PROBLEM TO WORK ON:
Reproduce the listing verbatim through the line with "(diff shortened: 1 of 7 files shown)".

RECORDS SHOWN:
PR #85, opened 2022-09-05
rely on PropertyGet event instead of InitNew for default calculations

tskimmett:
This fixes an issue where default property calculations referencing properties that are not listed as predicates (`dependsOn`) would run before said properties had been initialized. Since the defaulted property did not list the dependent property as a predicate, the default would not be recalculated when the other property was eventually set, after entity initialization.

This is not _strictly_ a bug, since property calculations shouldn't rely on properties without listing them as dependencies, but it does support a specific scenario in the product, and does not seem to have a downside.

### DIFF
--- a/src/property.ts
+++ b/src/property.ts
@@ -926,7 +926,7 @@ function Property$ensureInited(property: Property, obj: Entity): void {
 			Property$init(property, obj, Property$getInitialValue(property));
 
 			const underlyingValue = obj.__fields__[property.name];
-			// Mark the property as pending initialization if it still has no underlying value, or is the property's default, to allow default calculation rules to run for it
+			// Mark the property as pending initialization if it still has no underlying value, or is the property type's default, to allow default calculation rules to run for it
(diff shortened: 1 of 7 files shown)


src/property.ts
```diff
@@ -925,8 +925,9 @@ function Property$ensureInited(property: Property, obj: Entity): void {
 		if (!property.isCalculated) {
 			Property$init(property, obj, Property$getInitialValue(property));
 
-			// Mark the property as pending initialization if it still has no underlying value to allow default calculation rules to run for it
-			if (obj.__fields__[property.name] === null)
+			const underlyingValue = obj.__fields__[property.name];
+			// Mark the property as pending initialization if it still has no underlying value, or is the property type's default, to allow default calculation rules to run for it
+			if (underlyingValue === property.defaultValue || (property.isList && underlyingValue.length === 0))
```
mattheyan, line 930: Do you think it would be worth sanity checking for an array? List properties by default would be initialized as a new array, but maybe there is the possibility of someone setting their own default which could be null/undefined/junk?

mattheyan (approved):

PR #87, opened 2022-09-12
Fix for default value calculation based on a calculated property

mattheyan:
**Problem**:
In some cases, a default value rule may not run for an existing persisted entity when one of the rule's predicates calculates for the first time.

Calculations vs. Defaults:
Calculations generally run on first access in order to establish their initial value, since the property is not persisted and must obtain its value by running the calculation. However, default value rules are a little different - the property value is persisted, but the rule will run again if one of its predicates change. For a new entity, the default will always run on first access since there is no persisted value to use. Conversely for existing entities, if the entity has a persisted value for the property the rule will _**not**_ run unless one of its predicates fires a change event.

Calculations that are not accessed:
Typically a calculation will run for the first time as a result of first access of the property. For example, if its value is shown in the UI then the property must be accessed to get its value, which causes it to calculate its initial value. Because the calculation didn't previously have a value, it is treated as the initialization of the property and does not raise a change event. After the UI is initially rendered, if something causes the calculation to run again, it will then raise a change event, notifying subscribers that they should fetch the new value. However, this presumes that  something will access the calculation when the UI first renders. If the calculation is never accessed during initial render (ex: the field is hidden), then it won't establish its initial value, so when a predicate changes the result will be considered the calculation's initial value and will not raise a change event.

**Example**:

You have 3 fields on a page:
- `Name`: a text field
- `CleansedName`: a calculation which is not shown in the UI, which is based on `Name` (ex: converts the name to lower-case and removes whitespace and punctuation)
- `Username`: a text field which has a default of `= CleansedName ? CleansedName.Substring(0, 10) : "Username"`

If you load an existing record with a value of "John Doe" for `Name` and a `Username` of "johndoe", then change the name to "Test User", then the `Username` will still be "johndoe". This is because the `CleansedName` calculation is not accessed because it is not shown in the UI, so when `Name` changes it calculates for the first time and does not raise a change event. The expected behavior would be for the default to run and set `Username` to "testuser".

**Fix**:
In order to ensure that the default rule's calculated predicates fire a change event, we must ensure that the calculations are accessed when the object is initialized. This PR accomplishes that by running the default calculation and then discarding the value.

### DIFF
--- a/src/calculated-property-rule.ts
+++ b/src/calculated-property-rule.ts
@@ -89,10 +89,8 @@ export class CalculatedPropertyRule extends Rule {
 				// run the calculation and throw away the result.
 				const initialValue = args.entity.__fields__[this.property.name];
 				if (initialValue !== undefined) {
-					const calculateFn = this.ensureCalculateFn();
-
 					try {
-						calculateFn.call(args.entity);
+						this.calculateFn.call(args.entity);
 					}
 					catch (e) {
 					}
@@ -101,7 +99,7 @@ export class CalculatedPropertyRule extends Rule {
 		}
 	}
 
-	ensureCalculateFn() {
+	get calculateFn() {
 		let calculateFn: (this: Entity) => any;
 
 		// Convert string functions into compiled functions on first execution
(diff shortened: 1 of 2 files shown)


src/calculated-property-rule.ts
```diff
@@ -67,7 +71,29 @@ export class CalculatedPropertyRule extends Rule {
 			this.property.isCalculated = true;
 	}
 
-	execute(obj: Entity): void {
+	register() {
+		super.register();
+
+		// TODO: Restrict this to default values or apply to all calculation?
+		// Why is this here?
+		if (this.isDefaultValue) {
```
tskimmett, line 79: Removing this check definitely breaks tests.

tskimmett:
Description of issue:
- initialize default property to null
- update calculation's predicate
- calculation calculates, but does not trigger change since it only initialized
- access default property, still null because its calculation predicate never changed

src/calculated-property-rule.ts
mattheyan: Yeah, not sure why I was doubting the need for that. 🤷‍♂️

YOUR SOLUTION:
PR #85, opened 2022-09-05
rely on PropertyGet event instead of InitNew for default calculations

tskimmett:
This fixes an issue where default property calculations referencing properties that are not listed as predicates (`dependsOn`) would run before said properties had been initialized. Since the defaulted property did not list the dependent property as a predicate, the default would not be recalculated when the other property was eventually set, after entity initialization.

This is not _strictly_ a bug, since property calculations shouldn't rely on properties without listing them as dependencies, but it does support a specific scenario in the product, and does not seem to have a downside.

### DIFF
--- a/src/property.ts
+++ b/src/property.ts
@@ -926,7 +926,7 @@ function Property$ensureInited(property: Property, obj: Entity): void {
 			Property$init(property, obj, Property$getInitialValue(property));
 
 			const underlyingValue = obj.__fields__[property.name];
-			// Mark the property as pending initialization if it still has no underlying value, or is the property's default, to allow default calculation rules to run for it
+			// Mark the property as pending initialization if it still has no underlying value, or is the property type's default, to allow default calculation rules to run for it
(diff shortened: 1 of 7 files shown)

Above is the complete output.